Todas estas acciones se reproducen como un deber moral que buscan evitar que caigamos enfermos, como los habitantes de Macondo, en la peste del insomnio y en su inevitable consecuencia: el olvido. Sin embargo, el olvido no es una consecuencia de la falta de memoria, sino de la pérdida de ésta. Por tanto, la memoria como política no es una lucha contra el olvido, sino una lucha contra el desconocimiento, la invisibilización o lo que resulta más complejo: contra los mecanismos de anulación de crímenes que se cometieron en un contexto de violencia y poder.

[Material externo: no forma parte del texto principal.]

PR #454, opened 2021-08-04
Class warnings and test that classed warnings can be silenced

### LINKED ISSUE #452: suggestion: option to silence warnings in row_to_names
Could you consider adding an optional parameter in `row_to_names` to not warn about
"Row X does not provide unique names. Consider running clean_names() after row_to_names()."
Something like `warnings = FALSE` or `quiet = TRUE`.

The warning text is displayed always, even if the next line is exactly 
```r
%>%
    janitor::clean_names()
```

In my case, I have a script with many thousands of lines where the warnings (if any) should be thoroughly reviewed.
So this one is inadecuate.

billdenney:
fix #452

### DIFF
--- a/NEWS.md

Comprender la función de la memoria como un instrumento que devela injusticias anuladas en el tiempo y no necesariamente “olvidadas”, pone de manifiesto los alcances que ésta tiene en el presente. De igual manera, esta función también evidencia los usos que puede tener la memoria al ser una construcción cuya carga narrativa puede estar atravesada por una ficción del pasado. Así, la memoria sustituye a la historia, sino que determina la forma en que nos relacionamos con el pasado, y también la forma con que otros quieren que nos relacionemos con él
Por eso la relación entre memoria y olvido no es antagónica, sino dependiente. Hay que poseer el recuerdo para perderlo. En este orden, las políticas de la memoria no buscan «salvar del olvido», sino construir un relato que dé sentido al presente en función del pasado. Estas políticas pueden pensarse como la materialización de la máquina para la memoria soñada por José Arcadio en Cien años de soledad, con la diferencia de que esta máquina no busca mantener, exclusivamente, la experiencia de lo vivido, sino transmitir también un pasado vivido por otros y sobre el cual se quiere construir un consenso. La pregunta que debemos hacernos no está en los alcances que pueda tener la memoria, sino en los usos que puedan darle a esa máquina. Alguien moverá la manivela y cambiará las fichas que girarán produciendo el sentido del pasado. Esa persona, al hacer memoria de las experiencias de otros, llenará los intersticios del olvido con sus interpretaciones, con retazos de la historia y con algo de ficción que de sentido a lo narrado.